**Requirement:**
Please copy exactly the lines that run from the start of the entries to the line containing "be negative, which", inclusive.

Stored items:
----------------
PR #802, opened 2023-12-14
[server][dvc] Lag measurement safeguard and logging improvements

FelixGV:
[server][dvc] Lag measurement safeguard and logging improvements

It seems that sometimes the offset lag used in lag measurement can
be negative, which results in the lag being considered acceptable
and the replica becoming ready to serve (prematurely).

It seems that negative lag is a somewhat normal phenomenon since
the formula is basically max_offset - consumed_offset, and the
former is cached, so if stale it could be smaller than the latter
(which of course doesn't make sense, but is an artifact of the
caching). This is a benign case.

However, there is also a case where the max_offset retrieval can
fail, in which case a negative error code would be returned. This
also leads to negative lag, but it is a mistake.

This commit adds safeguards to prevent prematurely declaring
ready-to-serve. There are a bunch of code paths interacting with
offset retrieval, which makes this commit a bit big. In order to
improve maintainability, the tricky bits are centralized as much
as possible into a new SIT::measureLagWithCallToPubSub function.

Miscellaneous:

- Added a get_partition_latest_offset_with_retry_error metric.

- Deleted the SLOPPY_OFFSET_CATCHUP_THRESHOLD in SIT, which is
  not necessary and is, well, sloppy.

- Introduced a new EmptyPubSubMessageHeaders which is immutable
  (the previous EMPTY_MSG_HEADERS in VeniceWriter was mutable).

- Fixed a NPE in AbstractVeniceStatsReporter.

- Fixed a concurrency issue about closing the non-threadsafe
  Kafka consumer in PartitionOffsetFetcher.

- Fixed the sensor name of KafkaConsumerServiceStats's offset 
  present/absent metrics. Added a test for this as well.

- Tweaked the API in AbstractVeniceStats so that it is less
  error-prone. The registerSensor function with sensorFullName
  parameter is now private, to avoid misuse.

There are also various log tweaks to make logs less voluminous:

- Deleted two log lines from SIT::getDefaultReadyToServeChecker
  - "Reopen partition {}_{} for reading after ready-to-serve."
  - "Partition {} synced offset"

- Passed shouldLogLag false in SIT::updateOffsetLagInMetadata.

- Deleted two functions from LFSIT which were used only to 
  specify default values to some parameters in a deeper 
  function. Kept only measureRTOffsetLagForSingleRegion, which 
  is the first function of the call chain.

- Rewrote the TopicPartitionsOffsetsTracker so that it is a bit 
  more efficient, cannot have invalid lag, doesn't needlessly 
  log a bunch of lines every minute or so, and uses less code.

Test changes:

- Overhauled DataProviders in StoreIngestionTaskTest. Rather
  than using a bunch of booleans which are hard reason about
  in test logs, we now use enums, which makes it easy to read
  which test permutations passed or failed. In one case, this 
  allows squashing 2 booleans (of which 1 of 4 permutations is
  invalid) into a single 3 items enum, thus reducing the test 
  permutations count.

- Fixed testOffsetSyncBeforeGracefulShutDown flakiness in 
  StoreIngestionTaskTest.

- SITTest::testGetAndUpdateLeaderCompletedState which was 
  mutating the static instance of VW.EMPTY_MSG_HEADERS, thus 
  contaminating subsequent tests (when running in the same JVM,
  as is the case in IntelliJ, but not in Gradle).

- Added a unit test for parent stats.

## How was this PR tested?
Existing tests. Broke them a few times before finding a way that the safeguard doesn't cause failures.

### DIFF
--- a/clients/da-vinci-client/src/main/java/com/linkedin/davinci/kafka/consumer/LeaderFollowerStoreIngestionTask.java
+++ b/clients/da-vinci-client/src/main/java/com/linkedin/davinci/kafka/consumer/LeaderFollowerStoreIngestionTask.java
@@ -1,5 +1,6 @@
 package com.linkedin.davinci.kafka.consumer;
 
+import static com.linkedin.davinci.ingestion.LagType.OFFSET_LAG;
 import static com.linkedin.davinci.kafka.consumer.ConsumerActionType.LEADER_TO_STANDBY;
 import static com.linkedin.davinci.kafka.consumer.ConsumerActionType.STANDBY_TO_LEADER;
 import static com.linkedin.davinci.kafka.consumer.LeaderFollowerStateType.IN_TRANSITION_FROM_STANDBY_TO_LEADER;
@@ -19,6 +20,7 @@ import static java.util.concurrent.TimeUnit.MINUTES;
 import com.linkedin.davinci.client.DaVinciRecordTransformer;
 import com.linkedin.davinci.config.VeniceStoreVersionConfig;
 import com.linkedin.davinci.helix.LeaderFollowerPartitionStateModel;
+import com.linkedin.davinci.ingestion.LagType;
 import com.linkedin.davinci.schema.merge.CollectionTimestampMergeRecordHelper;
 import com.linkedin.davinci.schema.merge.MergeRecordHelper;
 import com.linkedin.davinci.storage.chunking.ChunkedValueManifestContainer;
@@ -1915,13 +1917,13 @@ public class LeaderFollowerStoreIngestionTask extends StoreIngestionTask {
       long offsetLag,
       long offsetThreshold,
       boolean shouldLogLag,
-      boolean isOffsetBasedLag,
+      LagType lagType,
       long latestConsumedProducerTimestamp) {
     boolean isLagAcceptable = offsetLag <= offsetThreshold;
 
     if (shouldLogLag) {
       logLag(
-          isOffsetBasedLag,
+          lagType,
           pcs.getPartition(),
           isLagAcceptable,
           latestConsumedProducerTimestamp,
@@ -1934,7 +1936,7 @@ public class LeaderFollowerStoreIngestionTask extends StoreIngestionTask {
   }
 
   protected void logLag(
-      boolean isOffsetBasedLag,
+      LagType lagType,
       int partition,
       boolean isLagAcceptable,
       long latestConsumedProducerTimestamp,
@@ -1944,10 +1946,10 @@ public class LeaderFollowerStoreIngestionTask extends StoreIngestionTask {
     LOGGER.info(
         "{} [{} lag] partition {} is {}. {}Lag: [{}] {} Threshold [{}]. {}",
         this.consumerTaskId,
-        isOffsetBasedLag ? "Offset" : "Time",
+        lagType.prettyString(),
         partition,
         (isLagAcceptable ? "not lagging" : "lagging"),
-        (isOffsetBasedLag ? "" : "The latest producer timestamp is " + latestConsumedProducerTimestamp + ". "),
+        (lagType == OFFSET_LAG ? "" : "The latest producer timestamp is " + latestConsumedProducerTimestamp + ". "),
         lag,
         (isLagAcceptable ? "<" : ">"),
         threshold,
--- a/clients/da-vinci-client/src/main/java/com/linkedin/davinci/kafka/consumer/LeaderFollowerStoreIngestionTask.java
+++ b/clients/da-vinci-client/src/main/java/com/linkedin/davinci/kafka/consumer/LeaderFollowerStoreIngestionTask.java
@@ -1924,19 +1924,38 @@ public class LeaderFollowerStoreIngestionTask extends StoreIngestionTask {
     boolean isLagAcceptable = offsetLag <= offsetThreshold;
 
     if (shouldLogLag) {
-      LOGGER.info(
-          "{} [{} lag] partition {} is {}lagging. {}Lag: [{}] {} Threshold [{}]",
-          isOffsetBasedLag ? "Offset" : "Time",
-          consumerTaskId,
+      logLag(
+          isOffsetBasedLag,
           pcs.getPartition(),
-          (isLagAcceptable ? "not " : ""),
-          (isOffsetBasedLag ? "" : "The latest producer timestamp is " + latestConsumedProducerTimestamp + ". "),
+          isLagAcceptable,
+          latestConsumedProducerTimestamp,
           offsetLag,
-          (isLagAcceptable ? "<" : ">"),
-          offsetThreshold);
+          offsetThreshold,
+          "");
     }
 
     return isLagAcceptable;
+  }
+
+  protected void logLag(
+      boolean isOffsetBasedLag,
+      int partition,
+      boolean isLagAcceptable,
+      long latestConsumedProducerTimestamp,
+      long offsetLag,
+      long offsetThreshold,
+      String lagLogFooter) {
+    LOGGER.info(
+        "{} [{} lag] partition {} is {}lagging. {}Lag: [{}] {} Threshold [{}]{}",
+        this.consumerTaskId,
+        isOffsetBasedLag ? "Offset" : "Time",
+        partition,
+        (isLagAcceptable ? "not " : ""),
+        (isOffsetBasedLag ? "" : "The latest producer timestamp is " + latestConsumedProducerTimestamp + ". "),
+        offsetLag,
+        (isLagAcceptable ? "<" : ">"),
+        offsetThreshold,
+        lagLogFooter);
   }
 
   /**
@@ -3272,6 +3291,14 @@ public class LeaderFollowerStoreIngestionTask extends StoreIngestionTask {
         ? offsetFromConsumer
         : cachedPubSubMetadataGetter
             .getOffset(getTopicManager(sourceRealTimeTopicKafkaURL), leaderTopic, partitionToGetLatestOffsetFor);
+
+    if (lastOffsetInRealTimeTopic < 0) {
+      LOGGER.warn(
+          "Unexpected! Got a negative lastOffsetInRealTimeTopic ({})! Will return Long.MAX_VALUE as the lag.",
+          lastOffsetInRealTimeTopic,
+          new VeniceException("Exception not thrown, just for logging purposes."));
+      return Long.MAX_VALUE;
+    }
 
     if (latestLeaderOffset == -1) {
       // If leader hasn't consumed anything yet we should use the value of 0 to calculate the exact offset lag.
--- a/clients/da-vinci-client/src/main/java/com/linkedin/davinci/kafka/consumer/LeaderFollowerStoreIngestionTask.java
+++ b/clients/da-vinci-client/src/main/java/com/linkedin/davinci/kafka/consumer/LeaderFollowerStoreIngestionTask.java
@@ -99,6 +99,7 @@ import java.util.concurrent.atomic.AtomicLong;
 import java.util.concurrent.atomic.AtomicReference;
 import java.util.function.BiConsumer;
 import java.util.function.BooleanSupplier;
+import java.util.function.LongPredicate;
 import java.util.function.Predicate;
 import java.util.function.Supplier;
 import org.apache.avro.generic.GenericRecord;
@@ -715,7 +716,7 @@ public class LeaderFollowerStoreIngestionTask extends StoreIngestionTask {
    */
   private boolean isLocalVersionTopicPartitionFullyConsumed(PartitionConsumptionState pcs) {
     long localVTOff = pcs.getLatestProcessedLocalVersionTopicOffset();
-    long localVTEndOffset = getKafkaTopicPartitionEndOffSet(localKafkaServer, versionTopic, pcs.getPartition());
+    long localVTEndOffset = getTopicPartitionEndOffSet(localKafkaServer, versionTopic, pcs.getPartition());
     if (localVTEndOffset == StatsErrorCode.LAG_MEASUREMENT_FAILURE.code) {
       return false;
     }
@@ -1066,16 +1067,16 @@ public class LeaderFollowerStoreIngestionTask extends StoreIngestionTask {
       }
     }
     if (!isDataRecoveryCompleted) {
-      long dataRecoverySourceVTEndOffset = cachedPubSubMetadataGetter.getOffset(
-          topicManagerRepository.getTopicManager(nativeReplicationSourceVersionTopicKafkaURL),
-          versionTopic,
-          partitionConsumptionState.getPartition());
-
-      // If the last few records in source VT is old then we can also complete data recovery if the leader idles and we
+      // If the last few records in source VT is old then we can also complete data recovery if the leader idles, and we
       // have reached/passed the end offset of the VT (around the time when ingestion is started for that partition).
-      long localVTOffsetProgress = partitionConsumptionState.getLatestProcessedLocalVersionTopicOffset();
-      // -2 because getOffset returns the next available offset (-1) and we are skipping the remote TS message (-1).
-      boolean isAtEndOfSourceVT = dataRecoverySourceVTEndOffset - 2 <= localVTOffsetProgress;
+      // We subtract 1 because we are skipping the remote TS message.
+      long localVTOffsetProgress = partitionConsumptionState.getLatestProcessedLocalVersionTopicOffset() - 1;
+      long dataRecoveryLag = measureLagWithCallToPubSub(
+          nativeReplicationSourceVersionTopicKafkaURL,
+          versionTopic,
+          partitionConsumptionState.getPartition(),
+          localVTOffsetProgress);
+      boolean isAtEndOfSourceVT = dataRecoveryLag <= 0;
       long lastTimestamp = getLastConsumedMessageTimestamp(partitionConsumptionState.getPartition());
       if (isAtEndOfSourceVT && LatencyUtils.getElapsedTimeInMs(lastTimestamp) > newLeaderInactiveTime) {
         LOGGER.info(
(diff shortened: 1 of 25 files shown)


clients/da-vinci-client/src/main/java/com/linkedin/davinci/kafka/consumer/LeaderFollowerStoreIngestionTask.java
```diff
@@ -3268,6 +3287,14 @@ private long getLatestLeaderOffsetAndHybridTopicOffset(
         : cachedPubSubMetadataGetter
             .getOffset(getTopicManager(sourceRealTimeTopicKafkaURL), leaderTopic, partitionToGetLatestOffsetFor);
 
+    if (lastOffsetInRealTimeTopic < 0) {
+      LOGGER.warn(
```
majisourav99, line 3291: can we rate limit this logging?

FelixGV: We can... but IDK if we should 🤔 ... maybe it should be a metric instead 🤷 ?

FelixGV: Actually there is already a metric for that called `getLatestOffsetIsAbsent` which is emitted from the `KafkaConsumerService`, called just above. So I guess it's fine to rate limit this log.

FelixGV: No that's not correct, actually... the `getLatestOffsetIsAbsent` will not be called in cases where get into this if block. I may want another metric for that...

m-nagarajan (commented):
Thanks @FelixGV. LGTM, just left a NIT comment.

FelixGV:
> Thanks @FelixGV. LGTM, just left a NIT comment.

Thanks Manoj but I'm still iterating on this... I believe there are more edge cases related to negative lag which I'm still trying to resolve. The code is unfortunately quite tangled which makes my progress slow ): ...

clients/da-vinci-client/src/main/java/com/linkedin/davinci/kafka/consumer/LeaderFollowerStoreIngestionTask.java
```diff
@@ -1921,21 +1909,40 @@ protected boolean checkAndLogIfLagIsAcceptableForHybridStore(
...
+  protected void logLag(
+      boolean isOffsetBasedLag,
+      int partition,
+      boolean isLagAcceptable,
+      long latestConsumedProducerTimestamp,
+      long offsetLag,
+      long offsetThreshold,
+      String lagLogFooter) {
+    LOGGER.info(
+        "{} [{} lag] partition {} is {}lagging. {}Lag: [{}] {} Threshold [{}]{}",
```
majisourav99, line 1934: nit: can we put spaces between `{}` and messages? also `logLag` sounds bit funny, maybe rename to something like `logOffsetLag` ?

clients/da-vinci-client/src/main/java/com/linkedin/davinci/kafka/consumer/LeaderFollowerStoreIngestionTask.java
```diff
@@ -3271,6 +3268,16 @@ private long getLatestLeaderOffsetAndHybridTopicOffset(
         : cachedPubSubMetadataGetter
             .getOffset(getTopicManager(sourceRealTimeTopicKafkaURL), leaderTopic, partitionToGetLatestOffsetFor);
 
+    if (lastOffsetInRealTimeTopic < 0) {
+      if (!REDUNDANT_LOGGING_FILTER.isRedundantException("Got a negative lastOffsetInRealTimeTopic")) {
+        LOGGER.warn(
+            "Unexpected! Got a negative lastOffsetInRealTimeTopic ({})! Will return Long.MAX_VALUE as the lag.",
```
majisourav99, line 3274: can we also print the value of Long.MAX_VALUE for easier comparison from the log.

clients/da-vinci-client/src/main/java/com/linkedin/davinci/kafka/consumer/LeaderFollowerStoreIngestionTask.java
FelixGV: In the final string there is nothing stuck to anything else. That being said, I refactored the formatting a bit to minimize cases where `{}` is stuck to the next token...

The function is also used for time lag, so putting offset in the name seems wrong to me... but I'm open to other name suggestions if any.

clients/da-vinci-client/src/main/java/com/linkedin/davinci/kafka/consumer/LeaderFollowerStoreIngestionTask.java
FelixGV: Sure.

clients/da-vinci-client/src/test/java/com/linkedin/davinci/kafka/consumer/StoreIngestionTaskTest.java
```diff
@@ -2263,16 +2264,34 @@ public void testDelayedTransitionToOnlineInHybridMode(boolean isActiveActiveRepl
...
+      }
       for (int i = 0; i < MESSAGES_BEFORE_EOP; i++) {
         try {
-          localVeniceWriter.put(getNumberedKey(i), getNumberedValue(i), SCHEMA_ID).get();
+          CompletableFuture<PubSubProduceResult> future =
+              localVeniceWriter.put(getNumberedKey(i), getNumberedValue(i), SCHEMA_ID);
+          PubSubProduceResult result = future.get();
+          int partition = result.getPartition();
+          long offset = messageCountPerPartition[partition];
+          messageCountPerPartition[partition] = ++offset;
```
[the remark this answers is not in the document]
FelixGV: Done.

FelixGV:
So... I think I got all the code paths I wanted to get in the last commits... but now I'm getting failures in the unit tests and code cov CI task 😅 ... I'll have to check that out, so it's still not quite ready for review.

sushantmane:
>  It seems that negative lag is a somewhat normal phenomenon since the formula is basically max_offset - consumed_offset, and the former is cached, so if stale it could be smaller than the latter (which of course doesn't make sense, but is an artifact of the caching). This is a benign case.
 
 IIUC, we use cached offset only if metric based offset is not present. Metric based offset is usually not present when at least one record for the TP is not consumed yet. So the cases where we may not have metric based offset is when there is no new record to consume. In such cases, if we fall back on cached offset we should get the actual end offset of the TP and since there are no new records end offset should remain unchanged. So I am wondering under what circumstances we get a negative lag.

FelixGV:
> > It seems that negative lag is a somewhat normal phenomenon since the formula is basically max_offset - consumed_offset, and the former is cached, so if stale it could be smaller than the latter (which of course doesn't make sense, but is an artifact of the caching). This is a benign case.
> 
> IIUC, we use cached offset only if metric based offset is not present. Metric based offset is usually not present when at least one record for the TP is not consumed yet. So the cases where we may not have metric based offset is when there is no new record to consume. In such cases, if we fall back on cached offset we should get the actual end offset of the TP and since there are no new records end offset should remain unchanged. So I am wondering under what circumstances we get a negative lag.

That's a good question. The consumer metric-based offset collection can be disabled via a server config but the default is true and AFAICT we run with true also. So I'm not sure what is the scenario where it falls back to the older mechanism...

FelixGV:
> > > It seems that negative lag is a somewhat normal phenomenon since the formula is basically max_offset - consumed_offset, and the former is cached, so if stale it could be smaller than the latter (which of course doesn't make sense, but is an artifact of the caching). This is a benign case.
> > 
> > 
> > IIUC, we use cached offset only if metric based offset is not present. Metric based offset is usually not present when at least one record for the TP is not consumed yet. So the cases where we may not have metric based offset is when there is no new record to consume. In such cases, if we fall back on cached offset we should get the actual end offset of the TP and since there are no new records end offset should remain unchanged. So I am wondering under what circumstances we get a negative lag.
> 
> That's a good question. The consumer metric-based offset collection can be disabled via a server config but the default is true (enabled) and AFAICT we run with true also. So I'm not sure what is the scenario where it falls back to the older mechanism...

Actually, the consumer-based offset collection also has a caching/stale behavior. See here: https://github.com/linkedin/venice/blob/44ff335878ebefd51e9190c09c8e0d1130318797/internal/venice-common/src/main/java/com/linkedin/venice/pubsub/adapter/kafka/TopicPartitionsOffsetsTracker.java#L73

sushantmane:
> > > > It seems that negative lag is a somewhat normal phenomenon since the formula is basically max_offset - consumed_offset, and the former is cached, so if stale it could be smaller than the latter (which of course doesn't make sense, but is an artifact of the caching). This is a benign case.
> > > 
> > > 
> > > IIUC, we use cached offset only if metric based offset is not present. Metric based offset is usually not present when at least one record for the TP is not consumed yet. So the cases where we may not have metric based offset is when there is no new record to consume. In such cases, if we fall back on cached offset we should get the actual end offset of the TP and since there are no new records end offset should remain unchanged. So I am wondering under what circumstances we get a negative lag.
> > 
> > 
> > That's a good question. The consumer metric-based offset collection can be disabled via a server config but the default is true (enabled) and AFAICT we run with true also. So I'm not sure what is the scenario where it falls back to the older mechanism...
> 
> Actually, the consumer-based offset collection also has a caching/stale behavior. See here:
> 
> https://github.com/linkedin/venice/blob/44ff335878ebefd51e9190c09c8e0d1130318797/internal/venice-common/src/main/java/com/linkedin/venice/pubsub/adapter/kafka/TopicPartitionsOffsetsTracker.java#L73

Oh I see. Thanks

sushantmane (approved):
LGTM. Thanks!

internal/venice-common/src/main/java/com/linkedin/venice/kafka/partitionoffset/PartitionOffsetFetcherStats.java
```diff
@@ -21,11 +21,12 @@ public enum OCCURRENCE_LATENCY_SENSOR_TYPE {
   }
 
   private final Map<OCCURRENCE_LATENCY_SENSOR_TYPE, Sensor> sensorsByTypes;
+  private Sensor getPartitionLatestOffsetError;
```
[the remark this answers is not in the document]
FelixGV: That's right, since this does not record latency, I thought the other stats didn't make sense.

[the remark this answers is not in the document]
sushantmane: Ack

internal/venice-common/src/main/java/com/linkedin/venice/pubsub/adapter/kafka/TopicPartitionsOffsetsTracker.java
```diff
@@ -64,51 +55,81 @@ public TopicPartitionsOffsetsTracker(@Nonnull Duration offsetsUpdateInterval, Du
...
-      return Objects.equals(metricName.name(), "records-lag") && (metric.metricValue() instanceof Double);
+      if (Objects.equals(metricName.name(), "records-lag")) {
+        Object metricValue = metric.metricValue();
+        if (metricValue instanceof Double) {
+          // Double is the way all metrics are internally represented in Kafka, but since we are dealing with lag, we
+          // want an integral type, so we cast it.
+          return ((Double) metricValue).longValue();
+        }
+      }
+      return INVALID;
```
sushantmane, line 127: Since INVALID returned for all cases except when metricValue is Double we can put it in the end of function and have single `return INVALID`?

internal/venice-common/src/main/java/com/linkedin/venice/pubsub/adapter/kafka/TopicPartitionsOffsetsTracker.java
sushantmane, line 1: Since we use `TopicPartitionsOffsetsTracker` for non-kafka clients as well (via duplication), I was wondering if we should consider abstracting out common logic so that we can avoid duplication?

sushantmane (dismissed):
LGTM. Left two comments. Thanks!

internal/venice-common/src/main/java/com/linkedin/venice/pubsub/adapter/kafka/TopicPartitionsOffsetsTracker.java
```diff
@@ -64,51 +55,81 @@ public TopicPartitionsOffsetsTracker(@Nonnull Duration offsetsUpdateInterval, Du
...
-        .getElapsedTimeInMs(lastMetricsCollectedTime.toEpochMilli()) < offsetsUpdateInterval.toMillis()) {
+      Consumer<byte[], byte[]> kafkaConsumer) {
+    long lastMetricsCollectedTimeSnapshot = lastMetricsCollectedTime;
+    long currentTime = System.currentTimeMillis();
+    long elapsedTime = currentTime - lastMetricsCollectedTimeSnapshot;
+    if (elapsedTime < offsetsUpdateIntervalMs) {
       return; // Not yet
     }
-    lastMetricsCollectedTime = Instant.now();
+    synchronized (this) {
```
sushantmane, line 69: Since this is called from `Consumer::poll` which is already called with a mutex/synchronized, do we need another `synchronized`?

internal/venice-common/src/main/java/com/linkedin/venice/pubsub/adapter/kafka/TopicPartitionsOffsetsTracker.java
```diff
@@ -64,51 +55,81 @@ public TopicPartitionsOffsetsTracker(@Nonnull Duration offsetsUpdateInterval, Du
...
   public void updateEndAndCurrentOffsets(
       ConsumerRecords<byte[], byte[]> records,
-      Map<MetricName, ? extends Metric> metrics) {
-    if (lastMetricsCollectedTime != null && LatencyUtils
-        .getElapsedTimeInMs(lastMetricsCollectedTime.toEpochMilli()) < offsetsUpdateInterval.toMillis()) {
+      Consumer<byte[], byte[]> kafkaConsumer) {
+    long lastMetricsCollectedTimeSnapshot = lastMetricsCollectedTime;
+    long currentTime = System.currentTimeMillis();
+    long elapsedTime = currentTime - lastMetricsCollectedTimeSnapshot;
+    if (elapsedTime < offsetsUpdateIntervalMs) {
```
sushantmane, line 66: Since offsets are fetched from metrics IMO the cost is relatively trivial to update offsets upon each poll request. Can we consider removing this check altogether?

internal/venice-common/src/main/java/com/linkedin/venice/pubsub/adapter/kafka/TopicPartitionsOffsetsTracker.java
FelixGV: Yeah for sure... I was wondering about that, actually. How would this be handled for non-Kafka pub subs...

internal/venice-common/src/main/java/com/linkedin/venice/pubsub/adapter/kafka/TopicPartitionsOffsetsTracker.java
FelixGV: That is true. I guess it is defensive coding, in case this assumption changes, though that seems unlikely. I could remove the thread safety check then.

internal/venice-common/src/main/java/com/linkedin/venice/pubsub/adapter/kafka/TopicPartitionsOffsetsTracker.java
sushantmane: For non-Kafka we'll only change the implementation of `getMetricEntryRecordsLag` (+ metric name and  it's type), everything will go in base.

internal/venice-common/src/main/java/com/linkedin/venice/pubsub/adapter/kafka/TopicPartitionsOffsetsTracker.java
FelixGV: Hmm... possibly, yeah. I guess that would depend on a few factors, including:

1. What is the batch size? If the batch size is small (in the most extreme case, containing just a single record), then we would pay this overhead in a less amortized way.
2. How many metrics are there in the client? My understanding is that Kafka clients carry a fairly large number of metrics, so iterating over each one and comparing the name for each might actually be costly... but there may be another algorithm that is more efficient, e.g. hanging on to the `KafkaMetric` object itself rather than copying its content...

So I guess we could expose the param to tune the time interval, and try lowering it to see if the cost is noticeable. I could remove the safeguard against making the interval zero, since you pointed out that it is single threaded anyway.

internal/venice-common/src/main/java/com/linkedin/venice/pubsub/adapter/kafka/TopicPartitionsOffsetsTracker.java
sushantmane: We can make `getMetricEntryRecordsLag` abstract method
```java
@Override
getMetricEntryRecordsLag(PubSubTopicPartition topicPartition) {
 //pus-sub specific logic that includes metric name formats and related stuff
}

```

internal/venice-common/src/main/java/com/linkedin/venice/pubsub/adapter/kafka/TopicPartitionsOffsetsTracker.java
sushantmane: Good point. I agree it would be better to make interval tunable instead of removing it completely. We can do it in follow-up PR as well. Thanks

sushantmane (approved):
LGTM. Thanks a lot, @FelixGV!

internal/venice-common/src/main/java/com/linkedin/venice/pubsub/adapter/kafka/TopicPartitionsOffsetsTracker.java
sushantmane: As per offline discussion we will take up this in a follow up PR

internal/venice-common/src/main/java/com/linkedin/venice/pubsub/adapter/kafka/TopicPartitionsOffsetsTracker.java
sushantmane: As per offline discussion we will take up this in a follow up PR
----------------
**Solution to this problem:**
PR #802, opened 2023-12-14
[server][dvc] Lag measurement safeguard and logging improvements

FelixGV:
[server][dvc] Lag measurement safeguard and logging improvements

It seems that sometimes the offset lag used in lag measurement can
be negative, which results in the lag being considered acceptable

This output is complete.